[Stored items]

╔══

PR #1982, opened 2022-07-19
feat(awscdk): custom Lambda runtimes

jogold:
Allow to use custom Lambda runtimes for bundled functions.

Remove the "coupling" with the enum from `aws-cdk-lib.aws_lambda`
so the runtime can be updated to a newer runtime without having to
update the minimum version of the AWS CDK to depend on.

---


mrgrain (approved):
Nice one!

PR #1994, opened 2022-07-25
feat(object-file): added ability to apply JSON patches to object files

tompahoward:
---


test/object-file.test.ts
```diff
@@ -306,3 +307,83 @@ describe("addToArray", () => {
     });
   });
 });
+
+describe("addJsonPatch", () => {
+  test("addJsonPatch(p, v) adds to an existing array", () => {
```
Chriscbr, line 312: I think the test names need to be updated based on the new API names

Chriscbr (commented):
I like the idea of shortening the name from `addJsonPatch()` to `patch()` 🙂 

Looks great, just found one nitpick

mrgrain (changes requested):
@tompahoward Looking forward to this if you'll find the time to get it over the line =)

test/object-file.test.ts
tompahoward: done... finally 🎉

mrgrain (approved):
Looking good now! Thanks for fixing up the final bits 😃 

:shipit:

PR #1995, opened 2022-07-25
feat: adding steps for upgrading project to .ts file

mbonig:
I added a section which details the steps needed to upgrade a project previously created with a .projenrc.js file to the new .projenrc.ts file.

---


mrgrain (approved):
Thanks for that! I was definitely in that situation before 😅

╚══

EXERCISE DIRECTIONS >>
Your reply should be only the count of lines in the entries above that contain the word "Thanks".

RESULT FOR THIS TASK >>
2